雨絲不眠不休地從高空落下,不分貴賤貧富,準確地灑在每一個人的身上。

灑在城西齊候僖公豪華的宮廷屋瓦上。

灑在小巷中的陰溝中。

灑在一隻探頭而出的老鼠身上。

灑在想念情人的少女心中。

末了,卻也灑在城東的軍隊兵士們的戰車、衣甲之上。

在城東的軍營廣場上,此刻像是靜卧不動的巨首一般,無聲無息地挺立著數以千計,全副武裝的甲士們。

雨水靜靜地從他們的頭盔、額頭、鼻尖處滴落而下,卻沒有一個人伸手去擦。

軍隊的指揮官瞼色沉鬱地站在兵車之上,仰望著天上的雨絲,手上卻不自覺地「鏘鏘鏘鏘」將隨身的銅劍彈著肅穆的金鐵聲響。

氳騰的水氣之中,大軍的身影有些模糊。

但是從那模糊之中,卻透現出無奈的死亡氣息。

同樣的細雨,同樣地在城裡的每一個角落翻飛。

而城中許許多多的婦人,看著那天空中無盡飄下的雨,已經開始拎著針線,苦著臉縫補那即將泛出汗水、血水威味的征衣。

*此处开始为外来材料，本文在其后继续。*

PR #375, opened 2018-09-20
k8s: capture namespaces and show them in summary

nicks:
Hello @maiamcc,

Please review the following commits I made in branch nicks/ch298/namespaces:

1ac632ffd405f6d408da38e952ee8d0fcdbc587b (2018-09-20 13:58:42 -0400)
k8s: capture namespaces and show them in summary

### DIFF
--- a/internal/summary/summary.go
+++ b/internal/summary/summary.go
@@ -26,8 +26,9 @@ type Service struct {
 }
 
 type k8sObject struct {
-	Kind string
-	Name string
+	Kind      string
+	Name      string
+	Namespace string
 }
 
 // NewSummary returns summary state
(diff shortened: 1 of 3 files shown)


internal/summary/summary.go
```diff
@@ -91,14 +93,25 @@ func (s *Summary) Output(ctx context.Context, resolver LBResolver) string {
...
-			ret += fmt.Sprintf("→ `kubectl get svc %s` ", svc.K8sLbs[0].Name)
+			lb := svc.K8sLbs[0]
+			namespaceFlag := ""
+			if lb.Namespace != "" {
+				namespaceFlag = fmt.Sprintf(" -n %s", lb.Namespace)
+			}
+
+			ret += fmt.Sprintf("→ `kubectl get svc %s%s` ", lb.Name, namespaceFlag)
 
 			url := resolver(ctx, svc.K8sLbs[0])
```
maiamcc: ...seems like the majority of this code can live in the same conditional, with this big being tacked on the end only if there exists a load balancer, no?

nicks: not really, because it's parsing the data from different struct types

PR #376, opened 2018-09-20
tiltfile: disallow ./ and / in repo localPaths

jazzdan:


landism:
This feels kind of weird to me. What's the problem this is trying to solve?
Aside from anything else, I'd have expected the `filepath.Join` to remove the `./`.

jazzdan:
This was a @dbentley feature request. I think `./` are confusing, and `/` should be disallowed? I'll let him chime in though.

dbentley:
The problem is confusion. Why use '.' here? It's never needed to use "./" in this context because the '.' is different from the '.' where it's written. And trying to use '..' is very confusing (as discussed with @jazzdan ; do you want to update this PR to do the clean thing)

landism:
I don't want to block merging this; I just don't understand how this is different than arguing `cd` should ban paths starting with `./`, since it's redundant there, as well.

jazzdan:
This also seems to be the case for reading files:

```
[/tmp]> touch '-a file'
touch: invalid option -- ' '
Try 'touch --help' for more information.
[/tmp]> touch ./'-a file'
[/tmp]> cat '-a file'
cat: invalid option -- 'a'
Try 'cat --help' for more information.
[/tmp]> cat ./'-a file'
```

landism:
> I did find one use case for "./" after doing some research:

IIUC, that's unrelated to this PR, since this PR is just about specifying directory names, where "./" doesn't really enable new behavior.

FWIW, if you want some annoying but sometimes useful trivia: the, uh, proper? way to make a file named `-a` is `touch -- -a`. `--` generally communicates something like "ok the rest of the args are just positional args, so don't treat them as flags". Also useful in, e.g., `kubectl exec $POD -- ls -la`, to ensure `-la` is an arg to `ls` and not `kubectl`.

(it's an old prank to make a file named `-rf` so that someone tries to delete it)

jazzdan:
I agree that this seems unnecessary, and in the spirit of writing the least amount of code possible I won't merge it. Happy to revisit this though!

PR #378, opened 2018-09-20
vendor: fixing bad state

maiamcc:
if folks are concerned about this i can dig in deeper, but my and matt's explorations with zipkin put my deps in a weird state, so here's me fixing them


maiamcc:
nvm i'm a goof.

PR #379, opened 2018-09-21
build: edits to Tiltfile shouldn't cause docker cache miss

jazzdan:
Story details: https://app.clubhouse.io/windmill/story/222

### DIFF
--- a/internal/build/tar.go
+++ b/internal/build/tar.go
@@ -103,6 +103,7 @@ func (a *ArchiveBuilder) tarPath(ctx context.Context, source, dest string) error
 	dest = strings.TrimPrefix(dest, "/")
 
 	err = filepath.Walk(source, func(path string, info os.FileInfo, err error) error {
+		// TODO(dmiller): filter out Tiltfile here
 		if err != nil {
 			return fmt.Errorf("error walking to %s: %v", path, err)
 		}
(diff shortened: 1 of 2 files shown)


internal/build/tar_test.go
```diff
@@ -77,6 +77,35 @@ func TestLen(t *testing.T) {
...
+		},
+	}
+
+	err := ab.ArchivePathsIfExist(f.ctx, paths)
+	if err != nil {
+		f.t.Fatal(err)
+	}
+	actual := tar.NewReader(ab.buf)
+	f.assertFileInTar(actual, expectedFile{Path: "a", Contents: "a"})
+	f.assertFileInTar(actual, expectedFile{Path: "Tiltfile", Missing: true})
```
nicks: this won't do what you expect, because assertFileInTar has already consumed the tarball, you need to use the multi-file version

internal/build/tar.go
```diff
@@ -103,10 +111,15 @@ func (a *ArchiveBuilder) tarPath(ctx context.Context, source, dest string) error
 	dest = strings.TrimPrefix(dest, "/")
 
 	err = filepath.Walk(source, func(path string, info os.FileInfo, err error) error {
+		// TODO(dmiller): filter out Tiltfile here
```
maiamcc: isn't this... done?

PR #1303, opened 2019-03-13
docker-compose: strip newline off docker-compose output

nicks:
Hello @jazzdan, @maiamcc,

Please review the following commits I made in branch nicks/newline:

de46c77129d27a472e73a4e5aa3918b91e76d04c (2019-03-12 22:33:13 -0400)
docker-compose: strip newline off docker-compose output
this was causing all sorts of weird behavior, depending on whether the api trimmed spaces implicitly


nicks:
(in particular, we had container ids with newlines running around 😬 )

PR #1304, opened 2019-03-13
tiltfile: add group and version to k8s_kind/k8s_image_json_path

landism:
to allow the fully specified group/version/kind instead of just the ambiguous kind

### DIFF
--- a/internal/tiltfile/k8s.go
+++ b/internal/tiltfile/k8s.go
@@ -338,10 +338,12 @@ func starlarkValuesToJSONPaths(values []starlark.Value) ([]k8s.JSONPath, error) 
 }
 
 func (s *tiltfileState) k8sImageJsonPath(thread *starlark.Thread, fn *starlark.Builtin, args starlark.Tuple, kwargs []starlark.Tuple) (starlark.Value, error) {
-	var kind, name, namespace string
+	var group, version, kind, name, namespace string
 	var imageJSONPath starlark.Value
 	if err := starlark.UnpackArgs(fn.Name(), args, kwargs,
 		"path", &imageJSONPath,
+		"group?", &group,
+		"version?", &version,
 		"kind?", &kind,
 		"name?", &name,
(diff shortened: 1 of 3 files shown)


internal/tiltfile/tiltfile_test.go
```diff
@@ -1776,23 +1779,41 @@ docker_build('test/mycrd-env', 'env')
...
 
-	f.load("mycrd-env")
-	f.assertNextManifest("mycrd-env",
-		db(
-			image("docker.io/test/mycrd-env"),
-		),
-		k8sObject("mycrd", "Environment"),
-	)
+func TestK8SKind(t *testing.T) {
+	t.Run("match kind", testK8SKind("'Environment', image_json_path='{.spec.runtime.image}'", true))
```
nicks: idiomatically, you'd usually do this with a table?
https://github.com/golang/go/wiki/TableDrivenTests

i don't think i've ever seen this style

internal/tiltfile/k8s.go
```diff
@@ -338,10 +338,12 @@ func starlarkValuesToJSONPaths(values []starlark.Value) ([]k8s.JSONPath, error)
 }
 
 func (s *tiltfileState) k8sImageJsonPath(thread *starlark.Thread, fn *starlark.Builtin, args starlark.Tuple, kwargs []starlark.Tuple) (starlark.Value, error) {
-	var kind, name, namespace string
+	var group, version, kind, name, namespace string
 	var imageJSONPath starlark.Value
 	if err := starlark.UnpackArgs(fn.Name(), args, kwargs,
 		"path", &imageJSONPath,
+		"group?", &group,
```
nicks: have we double-checked this syntax with somebody external?

usually public-facing k8s yaml uses apiVersion instead "{group}/{kind}", e.g., "core/v1". 

for users who have never hacked on kubernetes internals, i wouldn't expect them to be familiar with "group"

PR #1306, opened 2019-03-13
engine: watch config files read by broken tiltfiles

landism:


internal/engine/upper.go
```diff
@@ -477,6 +477,19 @@ func handleConfigsReloaded(
 	state.CurrentTiltfileBuild = model.BuildRecord{}
 	if event.Err != nil {
 		// There was an error, so don't update status with the new, nonexistent state
+
+		// EXCEPT for the config file list, because we want to watch new config files even when the tiltfile is broken
+		// append any new config files found in the reload action
+		existingConfigs := make(map[string]bool)
```
nicks: i wonder if we should have some sort of deduplicating append; i feel like we do this a lot

PR #1310, opened 2019-03-13
tiltfile: make staticbuild helper (i.e. make image target assertions specific to the type of build)

maiamcc:
Hello @landism, @nicks,

Please review the following commits I made in branch maiamcc/static-build-helper:

bb2a3ca255fde5e0f8231ded904e736b45768b48 (2019-03-13 16:11:34 -0400)
tiltfile: make staticbuild helper (i.e. make image target assertions specific to the type of build)

### DIFF
--- a/internal/tiltfile/tiltfile_docker_compose_test.go
+++ b/internal/tiltfile/tiltfile_docker_compose_test.go
@@ -313,7 +313,7 @@ dc_resource('foo', 'gcr.io/foo')
 
 	f.load()
 
-	m := f.assertNextManifest("foo", db(image("gcr.io/foo")))
+	m := f.assertNextManifest("foo", sb(image("gcr.io/foo")))
 	assert.True(t, m.ImageTargetAt(0).IsStaticBuild())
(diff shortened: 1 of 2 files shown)


nicks:
i thought we were moving away from the StaticBuild terminology and towards the DockerBuild terminology? and this seems to move us in the wrong direction?

maiamcc:
this PR isn't about the terminology as much as making the helper explicitly assert what kind of build it is (as opposed to just checking the fields common to staticBuild/fastBuild). I'm super down to rename this later, but i'd rather not do a big rename in the codebase before we've even phased out fastBuild in its current form.

nicks:
ah, i'm confused, this pr does a big rename from db -> sb? why not just leave it as sb?

maiamcc:
...oh. because we're asserting on the `staticBuild` struct, not the call to `docker_build` that created it.

maiamcc:
...i'm rolling back most of this rename as part of a PR getting ready for LiveUpdate and i'm full of chagrin 😅

PR #1315, opened 2019-03-14
tiltfile: add context to some readfile errors

landism:


internal/tiltfile/docker.go
```diff
@@ -130,13 +130,13 @@ func (s *tiltfileState) dockerBuild(thread *starlark.Thread, fn *starlark.Builti
 
 		bs, err := s.readFile(dockerfilePath)
 		if err != nil {
-			return nil, err
+			return nil, errors.Wrap(err, "error reading docker file")
```
nicks: docker file -> dockerfile
per https://docs.docker.com/engine/reference/builder/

「所以,這會兒是玩真的了嗎?」在別院的走廊中,夷羊九煩悶地搔搔頭,這樣大聲地說道:「咱們這齊候真的要去打紀國了嗎?」

「軍隊已經在大街上來來去去好些天了,應該是玩真的了吧?」愛玩動物的豎貂一邊順著手邊一隻大狗的長毛,一邊聳了聳肩,「聽說從鄰近的七十座城也運來了糧草,大概不要幾天就要出兵了。」

「出兵便讓他們出兵去吧!」一旁的易牙很難得地並沒有把鍋鏟握在手上,只是捧著一鍋山芋熟練地削著皮,削著削著,還不住在山芋上輕咬一口,「反正打仗這碼子事又輪不著我們這種小人物。」

春秋時期,封國與封國之間已經常常出現征戰的場面,但是在東周時代的初期,因為宗法制度的規定,只有貴族能夠出兵作戰,平民百姓卻是沒有辦法參加戰爭的。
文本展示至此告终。